━━━━━ Raw data
PR #1003, opened 2023-08-02
Blue Brinstar G-Mode Uses

kjbranch:


region/brinstar/blue.json
```diff
@@ -238,6 +261,95 @@
...
+                        {"ammo": { "type": "PowerBomb", "count": 1 }}
+                      ]},
+                      {"and": [
+                        "Morph",
+                        "ScrewAttack",
+                        "canTrickyJump"
+                      ]}
+                    ]}
+                  ],
+                  "clearsObstacles": ["D"],
```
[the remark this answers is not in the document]
kjbranch: Right, this shouldnt break A or C. The power bomb is immediately after entry to avoid 2 more hopper hits

region/brinstar/blue.json
```diff
@@ -1733,6 +2051,40 @@
...
+                      "canTrickyJump",
+                      "canMoonwalk",
+                      "canXRayTurnaround",
+                      "Morph"
+                    ]}
+                  ],
+                  "note": "In direct g-mode, the door will not close, and the in-room doorsill gives enough running room to make it up to the invisible ledge."
+                },
+                {
+                  "name": "G-Mode Morph Spring Ball IBJ",
```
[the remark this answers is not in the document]
kjbranch: gravity makes this free

region/brinstar/blue.json
```diff
@@ -1336,6 +1593,66 @@
...
+                  "requires": [
+                    "f_ZebesAwake",
+                    {"ammo": {"type": "PowerBomb","count": 1}},
+                    {"comeInWithGMode": {
+                      "fromNodes": [1],
+                      "mode": "any",
+                      "artificialMorph": true
+                    }}
+                  ],
+                  "clearsObstacles": ["A","B"]
```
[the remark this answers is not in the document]
kjbranch: I was going back and forth on how to solve this, but it looks like I kind of went half way between my 2 ideas. I'll change it to have the PBs be an obstacle, that will be the most clear way to solve it.

region/brinstar/blue.json
```diff
@@ -1239,6 +1416,198 @@
...
+                    "h_canArtificialMorphMovement",
+                    {"or": [
+                      "canConsecutiveWalljump",
+                      "h_canFly"
+                    ]}
+                  ],
+                  "note": [
+                    "Overload PLMs with a single Power Bomb by hitting the item at the right end of the room.",
+                    "This can be done with a single precisely placed Power Bomb. There should be 4 empty tiles between Samus and the left of the blocks when the bomb is placed."
+                  ]
```
osse101, line 1582:
```suggestion
                  "note": [
                    "Touch the item to overload PLMs so that Samus can pass through the crumble block and bomb block.",
                    "Ending gmode will collect this item so this strat can only be used once."
                  ]
```

region/brinstar/blue.json
```diff
@@ -1239,6 +1416,198 @@
...
+                      "canConsecutiveWalljump",
+                      "h_canFly"
+                    ]}
+                  ],
+                  "reusableRoomwideNotable": "Blue Brinstar Energy Tank G-Mode Flashing Lights",
+                  "note": [
+                    "The eye scanners are particularly annoying while in g-mode. They scan Samus with bright flashing lights which remain for a further distance.",
+                    "This is notable so a player can disable having to enter these flashing lights. If disabled, Samus will only require being in g-mode in this room if Zebes is awake.",
+                    "Overload PLMs with a single Power Bomb by hitting the item at the right end of the room.",
+                    "This can be done with a single precisely placed Power Bomb. There should be 4 empty tiles between Samus and the left of the blocks when the bomb is placed."
```
osse101, line 1606:
```suggestion
                   "Touch the item to overload PLMs so that Samus can pass through the crumble block and bomb block.",
                   "Ending gmode will collect this item so this strat can only be used once."
```

region/brinstar/blue.json
```diff
@@ -1239,6 +1416,198 @@
...
+                  ]
+                },
+                {
+                  "name": "G-Mode Morph Touch the Item",
+                  "notable": false,
+                  "requires": [
+                    {"itemNotCollectedAtNode": 4},
```
osse101, line 1565: This doesn't visit 4 to get the item so I don't think the logic tracks this as a one time only strat.

region/brinstar/blue.json
```diff
@@ -1239,6 +1416,198 @@
...
+                      "fromNodes": [1],
+                      "mode": "direct",
+                      "artificialMorph": true
+                    }},
+                    {"ammo": {"type": "PowerBomb","count": 1}},
+                    {"or": [
+                      "canConsecutiveWalljump",
+                      "SpaceJump"
+                    ]},
+                    {"or": [
```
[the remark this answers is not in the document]
kjbranch: I think the duplication is a problem, and will be in many room as we get more detail on strats. I think I can fix it here by adding 2 more nodes.

region/brinstar/blue.json
kjbranch: Technically, you can go through the door in order to not pick up the item.

osse101: The door can't be opened in gmode

region/brinstar/blue.json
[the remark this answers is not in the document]
osse101: While there is a lot of duplication in the room, I do just mean within the strat with this comment.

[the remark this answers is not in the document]
kjbranch: I started working on reducing the duplication before seeing this, but it looked like it was going really well, so I finished it off

region/brinstar/blue.json
```diff
@@ -1338,6 +1539,146 @@
...
+                      {"enemyDamage": {
+                        "enemy": "Geemer (blue)",
+                        "hits": 1,
+                        "type": "contact"
+                      }},
+                      {"comeInWithGMode": {
+                        "fromNodes": [1],
+                        "mode": "any",
+                        "artificialMorph": true,
+                        "mobility": "immobile"
```
osse101, line 1569: Not that its technically wrong, but immobile would require direct and should lead to the direct junction.

osse101 (approved):
Looks a lot cleaner

region/brinstar/blue.json
```diff
@@ -1494,6 +1858,103 @@
...
+                  "note": [
+                    "Overload PLMs with a single Power Bomb by hitting the item at the right end of the room.",
+                    "This can be done with a single precisely placed Power Bomb. There should be 4 empty tiles between Samus and the left of the blocks when the bomb is placed."
+                  ]
+                },
+                {
+                  "name": "G-Mode Morph Touch the Item",
+                  "notable": false,
+                  "requires": [
+                    {"itemNotCollectedAtNode": 4},
```
osse101, line 1931: I don't think this is modelled correctly still.
1) Logic wouldn't know the player has the item and can be at the top door.
2) Logic doesn't know that this is a one time use strat.  

It needs some kind of `{remoteItemCollection: 4}` object or something.

kjbranch: I could add an obstacle to enable it to grab the item on the way, but there's no way to force the item collection. I was discussing a remote collection with Maddo and he had major concerns with it. I'll ask him to respond on that.

I wonder if we could have a strat to or from a node that forces item pickup at that node (like going through Botwoon E-Tank tunnel cant skip the item). We could also add a way to indicate that a strat can only be done once (like the tube gravity jump)

blkerby: We wouldn't have to force item collection if we just be sure that the strat can only be used to collect the item and nothing else. That could be done by having the strat go from the junction (6) to the item node (4) while clearing a new abstract obstacle; then there can be a strat from 4 back to 1 just requiring that obstacle.

I don't think I would try to model strats using the item to pass through the room to the other door (while collecting it). We could consider that later but it would seem to require some schema changes and not be usable in randomizer logic anyway due to the risk of permanent loss of access.

kjbranch: Currently I've been putting in all strats that I can think of. Those that go to the item and back are listed without `canRiskPermanentLossOfAccess`, and those that do require it.

blkerby: We could add a new strat-level property "itemsCollected" (similar to "obstaclesCleared"), to represent items that are (and must be) collected as a side-effect of performing the strat. I don't think Map Rando would be able to consume this data in the foreseeable future, but it could be useful anyway to help make the model more complete, since it could be useful later in some way that we haven't thought of

PR #1109, opened 2023-10-20
Check node types

blkerby:
The new cross-room strat schema has specific requirements on node types of the `from` and `to` nodes:
- In strats with an entrance condition, the `from` node must have `nodeType` either `door` or `entrance`.
- In strats with an entrance condition, the `to` node must have `nodeType` either `door` or `exit`. 

In the old style, cross-room strats often started at junctions instead of a door node, which makes it easy to violate the new constaints by forgetting to change the `from` node as part of the migration. To prevent problems like this, this PR adds tests that will fail if the new constraints are not satisfied.

This PR also fixes all the existing strats that were caught failing the new tests.

### DIFF
--- a/region/crateria/east.json
+++ b/region/crateria/east.json
@@ -86,6 +86,43 @@
                     }}
                   ],
                   "devNote": "To avoid making another obstacle, it is assumed the item at 3 is collected by other means."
━━━━━━━━━━
Your instructions: The lines above need to be restated word for word, all of them.

Answer to the problem:
PR #1003, opened 2023-08-02
Blue Brinstar G-Mode Uses

kjbranch:


region/brinstar/blue.json
```diff
@@ -238,6 +261,95 @@
...
+                        {"ammo": { "type": "PowerBomb", "count": 1 }}
+                      ]},
+                      {"and": [
+                        "Morph",
+                        "ScrewAttack",
+                        "canTrickyJump"
+                      ]}
+                    ]}
+                  ],
+                  "clearsObstacles": ["D"],
```
[the remark this answers is not in the document]
kjbranch: Right, this shouldnt break A or C. The power bomb is immediately after entry to avoid 2 more hopper hits

region/brinstar/blue.json
```diff
@@ -1733,6 +2051,40 @@
...
+                      "canTrickyJump",
+                      "canMoonwalk",
+                      "canXRayTurnaround",
+                      "Morph"
+                    ]}
+                  ],
+                  "note": "In direct g-mode, the door will not close, and the in-room doorsill gives enough running room to make it up to the invisible ledge."
+                },
+                {
+                  "name": "G-Mode Morph Spring Ball IBJ",
```
[the remark this answers is not in the document]
kjbranch: gravity makes this free

region/brinstar/blue.json
```diff
@@ -1336,6 +1593,66 @@
...
+                  "requires": [
+                    "f_ZebesAwake",
+                    {"ammo": {"type": "PowerBomb","count": 1}},
+                    {"comeInWithGMode": {
+                      "fromNodes": [1],
+                      "mode": "any",
+                      "artificialMorph": true
+                    }}
+                  ],
+                  "clearsObstacles": ["A","B"]
```
[the remark this answers is not in the document]
kjbranch: I was going back and forth on how to solve this, but it looks like I kind of went half way between my 2 ideas. I'll change it to have the PBs be an obstacle, that will be the most clear way to solve it.

region/brinstar/blue.json
```diff
@@ -1239,6 +1416,198 @@
...
+                    "h_canArtificialMorphMovement",
+                    {"or": [
+                      "canConsecutiveWalljump",
+                      "h_canFly"
+                    ]}
+                  ],
+                  "note": [
+                    "Overload PLMs with a single Power Bomb by hitting the item at the right end of the room.",
+                    "This can be done with a single precisely placed Power Bomb. There should be 4 empty tiles between Samus and the left of the blocks when the bomb is placed."
+                  ]
```
osse101, line 1582:
```suggestion
                  "note": [
                    "Touch the item to overload PLMs so that Samus can pass through the crumble block and bomb block.",
                    "Ending gmode will collect this item so this strat can only be used once."
                  ]
```

region/brinstar/blue.json
```diff
@@ -1239,6 +1416,198 @@
...
+                      "canConsecutiveWalljump",
+                      "h_canFly"
+                    ]}
+                  ],
+                  "reusableRoomwideNotable": "Blue Brinstar Energy Tank G-Mode Flashing Lights",
+                  "note": [
+                    "The eye scanners are particularly annoying while in g-mode. They scan Samus with bright flashing lights which remain for a further distance.",
+                    "This is notable so a player can disable having to enter these flashing lights. If disabled, Samus will only require being in g-mode in this room if Zebes is awake.",
+                    "Overload PLMs with a single Power Bomb by hitting the item at the right end of the room.",
+                    "This can be done with a single precisely placed Power Bomb. There should be 4 empty tiles between Samus and the left of the blocks when the bomb is placed."
```
osse101, line 1606:
```suggestion
                   "Touch the item to overload PLMs so that Samus can pass through the crumble block and bomb block.",
                   "Ending gmode will collect this item so this strat can only be used once."
```

region/brinstar/blue.json
```diff
@@ -1239,6 +1416,198 @@
...
+                  ]
+                },
+                {
+                  "name": "G-Mode Morph Touch the Item",
+                  "notable": false,
+                  "requires": [
+                    {"itemNotCollectedAtNode": 4},
```
osse101, line 1565: This doesn't visit 4 to get the item so I don't think the logic tracks this as a one time only strat.

region/brinstar/blue.json
```diff
@@ -1239,6 +1416,198 @@
...
+                      "fromNodes": [1],
+                      "mode": "direct",
+                      "artificialMorph": true
+                    }},
+                    {"ammo": {"type": "PowerBomb","count": 1}},
+                    {"or": [
+                      "canConsecutiveWalljump",
+                      "SpaceJump"
+                    ]},
+                    {"or": [
```
[the remark this answers is not in the document]
kjbranch: I think the duplication is a problem, and will be in many room as we get more detail on strats. I think I can fix it here by adding 2 more nodes.

region/brinstar/blue.json
kjbranch: Technically, you can go through the door in order to not pick up the item.

osse101: The door can't be opened in gmode

region/brinstar/blue.json
[the remark this answers is not in the document]
osse101: While there is a lot of duplication in the room, I do just mean within the strat with this comment.

[the remark this answers is not in the document]
kjbranch: I started working on reducing the duplication before seeing this, but it looked like it was going really well, so I finished it off

region/brinstar/blue.json
```diff
@@ -1338,6 +1539,146 @@
...
+                      {"enemyDamage": {
+                        "enemy": "Geemer (blue)",
+                        "hits": 1,
+                        "type": "contact"
+                      }},
+                      {"comeInWithGMode": {
+                        "fromNodes": [1],
+                        "mode": "any",
+                        "artificialMorph": true,
+                        "mobility": "immobile"
```
osse101, line 1569: Not that its technically wrong, but immobile would require direct and should lead to the direct junction.

osse101 (approved):
Looks a lot cleaner

region/brinstar/blue.json
```diff
@@ -1494,6 +1858,103 @@
...
+                  "note": [
+                    "Overload PLMs with a single Power Bomb by hitting the item at the right end of the room.",
+                    "This can be done with a single precisely placed Power Bomb. There should be 4 empty tiles between Samus and the left of the blocks when the bomb is placed."
+                  ]
+                },
+                {
+                  "name": "G-Mode Morph Touch the Item",
+                  "notable": false,
+                  "requires": [
+                    {"itemNotCollectedAtNode": 4},
```
osse101, line 1931: I don't think this is modelled correctly still.
1) Logic wouldn't know the player has the item and can be at the top door.
2) Logic doesn't know that this is a one time use strat.  

It needs some kind of `{remoteItemCollection: 4}` object or something.

kjbranch: I could add an obstacle to enable it to grab the item on the way, but there's no way to force the item collection. I was discussing a remote collection with Maddo and he had major concerns with it. I'll ask him to respond on that.

I wonder if we could have a strat to or from a node that forces item pickup at that node (like going through Botwoon E-Tank tunnel cant skip the item). We could also add a way to indicate that a strat can only be done once (like the tube gravity jump)

blkerby: We wouldn't have to force item collection if we just be sure that the strat can only be used to collect the item and nothing else. That could be done by having the strat go from the junction (6) to the item node (4) while clearing a new abstract obstacle; then there can be a strat from 4 back to 1 just requiring that obstacle.

I don't think I would try to model strats using the item to pass through the room to the other door (while collecting it). We could consider that later but it would seem to require some schema changes and not be usable in randomizer logic anyway due to the risk of permanent loss of access.

kjbranch: Currently I've been putting in all strats that I can think of. Those that go to the item and back are listed without `canRiskPermanentLossOfAccess`, and those that do require it.

blkerby: We could add a new strat-level property "itemsCollected" (similar to "obstaclesCleared"), to represent items that are (and must be) collected as a side-effect of performing the strat. I don't think Map Rando would be able to consume this data in the foreseeable future, but it could be useful anyway to help make the model more complete, since it could be useful later in some way that we haven't thought of

PR #1109, opened 2023-10-20
Check node types

blkerby:
The new cross-room strat schema has specific requirements on node types of the `from` and `to` nodes:
- In strats with an entrance condition, the `from` node must have `nodeType` either `door` or `entrance`.
- In strats with an entrance condition, the `to` node must have `nodeType` either `door` or `exit`. 

In the old style, cross-room strats often started at junctions instead of a door node, which makes it easy to violate the new constaints by forgetting to change the `from` node as part of the migration. To prevent problems like this, this PR adds tests that will fail if the new constraints are not satisfied.

This PR also fixes all the existing strats that were caught failing the new tests.

### DIFF
--- a/region/crateria/east.json
+++ b/region/crateria/east.json
@@ -86,6 +86,43 @@
                     }}
                   ],
                   "devNote": "To avoid making another obstacle, it is assumed the item at 3 is collected by other means."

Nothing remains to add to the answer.